▸ Problem: Return every line from the records below that has the word "array".

Records from a collection:
----

PR #9872, opened 2024-07-25
Add native asset graph request

mattcompiles:
This PR adds the initial implementation for the native Asset graph request. It's it highly inspired from @devongovett's work on the [core-rs2](https://github.com/parcel-bundler/parcel/tree/core-rs2) branch. Outside of the asset graph request it adds/changes the following:
- Parcel options are now available on the request context 
- Cache has been removed from the request context as we are no longer utilising in the Asset request.
- Entries are now always normalised to a vector 
- Request Ids are now available on the queue_request receiver channel


crates/parcel/src/requests/asset_graph_request.rs
```diff
@@ -0,0 +1,235 @@
...
+    }
+
+    let mut visited = HashSet::new();
+    let mut asset_request_to_asset = HashMap::new();
+    let mut waiting_asset_requests = HashMap::<u64, HashSet<NodeIndex>>::new();
+    let mut request_id_to_dep_node_index = HashMap::<RequestId, NodeIndex>::new();
+
+    // This allows us to defer PathRequests that are not yet known to be used as their requested
+    // symbols are not yet referenced in any discovered Assets.
+    macro_rules! on_undeferred {
```
yamadapc: why isn't this a function?

crates/parcel_core/src/asset_graph.rs
```diff
@@ -0,0 +1,345 @@
...
+      AssetGraphNode::Asset(idx) => Some(*idx),
+      _ => None,
+    }
+  }
+
+  /// Propagates the requested symbols from an incoming dependency to an asset,
+  /// and forwards those symbols to re-exported dependencies if needed.
+  /// This may result in assets becoming un-deferred and transformed if they
+  /// now have requested symbols.
+  pub fn propagate_requested_symbols<F: FnMut(NodeIndex, Arc<Dependency>)>(
```
yamadapc, line 164: We should test everything in this file ; including this part

crates/parcel_core/Cargo.toml
```diff
@@ -17,6 +17,7 @@ derive_builder = "0.20.0"
 dyn-hash = "0.x"
 nodejs-semver = "4.0.0"
 mockall = "0.12.1"
+petgraph = { version = "*", features = ["serde-1"] }
```
yamadapc: prob. want to lock this

crates/parcel_core/src/asset_graph.rs
```diff
@@ -0,0 +1,345 @@
...
+        value: SerializedDependency,
+        has_deferred: bool,
+      },
+    }
+
+    #[derive(serde::Serialize)]
+    struct SerializedAssetGraph {
+      nodes: Vec<SerializedAssetGraphNode>,
+      // TODO: somehow make this a typed array?
+      edges: Vec<u32>,
```
yamadapc, line 339: I think we can make it `Buffer` then pass it https://napi.rs/docs/concepts/typed-array

crates/parcel/src/requests/asset_graph_request.rs
```diff
@@ -0,0 +1,235 @@
...
+}
+
+impl Request for AssetGraphRequest {
+  fn run(
+    &self,
+    mut request_context: RunRequestContext,
+  ) -> Result<ResultAndInvalidations, RunRequestError> {
+    let mut graph = AssetGraph::new();
+    let (tx, rx) = channel();
+    // TODO: Move this out later
```
yamadapc: move to context? where is it moving?

crates/parcel/src/requests/asset_graph_request.rs
```diff
@@ -0,0 +1,235 @@
...
+        break;
+      }
+
+      let Ok(result) = rx.recv() else {
+        break;
+      };
+
+      work_count -= 1;
+
+      match result {
```
yamadapc, line 97: we should probably also split and unit-test this

crates/parcel/src/requests/asset_graph_request.rs
```diff
@@ -0,0 +1,235 @@
...
+              .entry(id)
+              .and_modify(|nodes| {
+                nodes.insert(node);
+              })
+              .or_insert_with(|| HashSet::from([node]));
+          }
+        }
+        other => {
+          // This is an error...
+          todo!("{:?}", other);
```
yamadapc: nit nit : assuming these are the testing branches we could just type them out

crates/parcel_core/src/asset_graph.rs
```diff
@@ -0,0 +1,345 @@
...
+      graph,
+      assets: Vec::new(),
+      dependencies: Vec::new(),
+    }
+  }
+
+  pub fn add_asset(&mut self, parent_idx: NodeIndex, asset: Asset) -> NodeIndex {
+    let idx = self.assets.len();
+
+    self.assets.push(AssetNode {
```
yamadapc, line 90: Q: Why is storage split vs. just storing in the graph? 

petgraph will just have an array of nodes internally ; 

https://github.com/petgraph/petgraph/blob/master/src/graph_impl/mod.rs#L348

crates/parcel/src/requests/asset_graph_request.rs
mattcompiles: I updated the comment. We were thinking the work count tracking might be better off as part of the `request_context.queue_request` API.

crates/parcel/src/requests/asset_graph_request.rs
mattcompiles: It was to get around borrow rules. I originally had it as a closure but the compiler was complaining. Happy to make it a function if we can make it work.

yamadapc: Let me try to open a diff against this branch

yamadapc: https://github.com/parcel-bundler/parcel/pull/9873

crates/parcel_core/src/asset_graph.rs
```diff
@@ -0,0 +1,345 @@
...
+        }
+      }
+    }
+  }
+}
+
+#[derive(serde::Serialize)]
+#[serde(rename_all = "camelCase")]
+pub struct SerializedAsset {
+  id: u64,
```
MonicaOlejniczak: Can you make this and the `SerializedDependency` id a `String` type and add `.to_string()` in the conversion? It's what breaks the memory fs, since the number is too big for JS

yamadapc: We could reduce the size of these numbers ; to other benefits

Since they will never grow this large

MonicaOlejniczak: Yeah, either is fine. Not sure what the motivation Devon had for making it u64 before.

yamadapc (approved):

----

▸ Response area:
+      // TODO: somehow make this a typed array?
yamadapc, line 339: I think we can make it `Buffer` then pass it https://napi.rs/docs/concepts/typed-array
petgraph will just have an array of nodes internally ; 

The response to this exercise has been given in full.